If I don't do it I'll lose the job to someone who will, customer is aware of patchy staining with maple but still wants it dark ... other option is tearing it up so they really want to try the cheaper option first.

What do you think ?


----------



## RhodesHardwood (Jun 28, 2010)

Water popping is a must with staining maple. You also need to be sure to do the perfect sand job. We palm sand the edges with a 60 grit paper prior to buffing. This will help ensure that the edges are blended perfectly.


----------



## Metro M & L (Jun 3, 2009)

Alcohol sanding sealer will even the splotchy.

Are you ready to breathe vodka?


----------



## pinwheel (Dec 7, 2009)

Here's a water popped floor we done a couple years ago. Still blotchy. Prepare samples before you start so the client knows for sure what they're getting.


----------



## Pete'sfeets (Mar 20, 2011)

I'd love to know what water popping is. Water to raise the grain ? Just guessing.


----------



## pinwheel (Dec 7, 2009)

Pete'sfeets said:


> I'd love to know what water popping is. Water to raise the grain ? Just guessing.


Final sanding closes the woods pores. water popping/raising the grain, reopens those pores to let the stain in. Water popped floors definately go darker & more even.


----------



## RhodesHardwood (Jun 28, 2010)

Metro M & L said:


> Alcohol sanding sealer will even the splotchy.
> 
> Are you ready to breathe vodka?


<br>
I have always wondered if the sanding sealer would help even out the stain. That is good to know. How long do you let the stain dry before putting down the sealer?


----------



## jamestrd (Oct 26, 2008)

the sealer goes on first Rhode...

it has to be thinned to a 1lb cut...its a shellac..
u apply it with applicators.
let dry..then stain over the top of it..it acts as a conditioner.


----------



## RhodesHardwood (Jun 28, 2010)

jamestrd said:


> the sealer goes on first Rhode...
> 
> it has to be thinned to a 1lb cut...its a shellac..
> u apply it with applicators.
> let dry..then stain over the top of it..it acts as a conditioner.
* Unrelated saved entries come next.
PR #277, opened 2024-01-18
Bump versions for release, bump deps

SgtCoDFish:
Also adds some vars (which shouldn't change anything) to allow us to tweak CGO_ENABLED and GOEXPERIMENT if we want. That could be a separate PR, but it's a no-op so I figured it'd be OK to include here.

This should be the last step before we can release v0.8.0


erikgb (approved):
/lgtm
/approve

PR #290, opened 2024-02-14
Generate values.schema.json

inteon:


Makefile
```diff
@@ -218,7 +221,7 @@ ensure-trust-manager: ensure-kind kind-load ensure-cert-manager | $(BINDIR)/helm
 	$(BINDIR)/helm-$(HELM_VERSION)/helm uninstall --kubeconfig $(BINDIR)/kubeconfig.yaml -n cert-manager trust-manager || :
 	$(BINDIR)/helm-$(HELM_VERSION)/helm upgrade --kubeconfig $(BINDIR)/kubeconfig.yaml -i -n cert-manager trust-manager deploy/charts/trust-manager/. \
 		--set image.tag=latest \
-		--set defaultTrustPackage.tag=latest$(DEBIAN_TRUST_PACKAGE_SUFFIX) \
+		--set defaultPackageImage.tag=latest$(DEBIAN_TRUST_PACKAGE_SUFFIX) \
```
inteon, line 224: This is actually an error that went unnoticed until now.
Thanks to the values.schema.json validation, we we able to detect that this value contained a typo.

I was aware of it being a shellac. It is what we use as the first coat on naturally finished floors. How is the stain going to soak in if this is sealing the floor? It just does not make sense to me to first seal the floor and then try to stain it? Maybe it does work, so I am always interested in knowing anything that can make staining easier.


----------



## jamestrd (Oct 26, 2008)

the stain stays on top more and this is how u get more even coverage..


----------



## RhodesHardwood (Jun 28, 2010)

jamestrd said:


> the stain stays on top more and this is how u get more even coverage..


Thanks for the reply. What do you dilute it with and at what ratio? Also, is this the way you always stain maple?


----------



## Pete'sfeets (Mar 20, 2011)

well you thin shellac with methyl hydrate, {denatured alcohol}, I 've seen that suggested for the end grain of newel posts. I gather we are still talking oil stain?. I've yet to break into the water based stains myself.


----------



## RhodesHardwood (Jun 28, 2010)

Thanks for the info.


----------



## jamestrd (Oct 26, 2008)

Rhode,


you wanna thin it to a 1lb cut....this is terminology used nfor shellac.
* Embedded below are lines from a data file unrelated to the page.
PR #295, opened 2024-02-16
Add optional resources block for init container

niklastanner:
Add optional resources block for the init container of the default package.

### DIFF
--- a/deploy/charts/trust-manager/templates/deployment.yaml
+++ b/deploy/charts/trust-manager/templates/deployment.yaml
@@ -47,6 +47,10 @@ spec:
           seccompProfile:
             type: RuntimeDefault
           {{- end }}
+        {{- if .Values.defaultPackage.resources }}
+        resources:
+          {{- toYaml .Values.defaultPackage.resources | nindent 10 }}
+        {{- end }}
       {{- end }}
       containers:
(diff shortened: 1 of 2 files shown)


SgtCoDFish:
/test pull-trust-manager-verify

(pod was killed during the test I think)

SgtCoDFish:
Hey @niklastanner thanks for raising this (and sorry it took a while to look into)! It looks like your PR is falling foul of the new values schema that was added. Are you able to also update the schema?

niklastanner:
@SgtCoDFish What do you mean by "update the schema"? It's the exact same schema already used by the main image. Building the template locally using `helm template` does generate a valid YAML file.

SgtCoDFish:
My apologies - it looks like running `make generate` will solve the issue. I think the tests hiccuped when I looked - sorry!

SgtCoDFish:
@niklastanner Are you able to run `make generate` locally quickly and commit the result? I might be able to squeeze this into the next trust-manager release this week if we're super quick

SgtCoDFish:
@niklastanner I went ahead and did `make generate` in #316 just so we could include this in trust-manager v0.9.0

Thank you for your contribution, really appreciate you!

i was trained by an old timer and thats what he taught me.

in simple terms..you purchase a gallon and cut it with denatured alcohol 2 times..
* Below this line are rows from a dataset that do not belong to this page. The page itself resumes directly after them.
PR #304, opened 2024-02-24
Add support for PodMonitor

shlomitubul:
Add support for using PodMonitor


erikgb:
Hi @shlomitubul! Can you explain why you cannot use a `ServiceMonitor`? This PR adds a lot of additional complexity, and `ServiceMonitor` and `PodMonitor` are quite equivalent in function, ref. https://github.com/prometheus-operator/prometheus-operator/issues/3119.

shlomitubul:
@erikgb we want to reduce the use of k8s service when it's not needed as the metrics service only exists to give ServiceMonitor access

shlomitubul:
@erikgb is there anything from my end that need to be handled ?

erikgb:
> @erikgb is there anything from my end that need to be handled ?

I would personally solve your use case (minimize the number of services) differently. Since trust-manager already has a webhook service, I would use this service to scrape metrics also. And keep the `ServiceMonitor` - to reduce Helm chart complexities. But I'll leave the decision to the maintainers. Maybe @inteon has an opinion?

hawksight:
/cc @hawksight 

I will try this out manually to verify, hopefully and review accordingly.
It looks good from a glance, but I'd like to verify with some testing.

PR #306, opened 2024-02-26
Helm: Uniformize all label include statements & add labels to pod template

inteon:
- use the same include label statements everywhere & same as cert-manager uses
- adds the common labels to the pod template
- adds the common labels to resource that were missing them


deploy/charts/trust-manager/templates/deployment.yaml
```diff
@@ -18,6 +18,7 @@ spec:
       {{- end }}
       labels:
         app: {{ include "trust-manager.name" . }}
+        {{- include "trust-manager.labels" . | nindent 8 }}
```
inteon, line 21: We forgot to add the csi-driver-spiffe labels to the pod template.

or 2gallons alcohol to 1 gallon shellac..

the universal sealers have the wax removed..so is altered.
i would use regular shellac...Zinnser makes it also..yellow labeled cans

once thinned( u really dont have to worry about over thinning)

u can brush applicate and even rag it on...

let dry..then stain as usualy..let the stain tack...then wipe excess, but just enough to even it out..not to take away.

allow stain to THOROUGHLY dry. best to wait a day in between before any coatings applied.

I would then use sealer..let dry..then proceed with coats..

this can be used for pine as well.

honestly..i just stain maple naturally without all this..
but this method has been used in wood working for ages..


----------



## RhodesHardwood (Jun 28, 2010)

jamestrd said:


> Rhode,
> 
> 
> you wanna thin it to a 1lb cut....this is terminology used nfor shellac.
> ...



Thanks for the info. I have 2 1500 square foot + stained maple jobs coming up. So this is good to know. But I think for these I will just go with my usual way to play it safe.


----------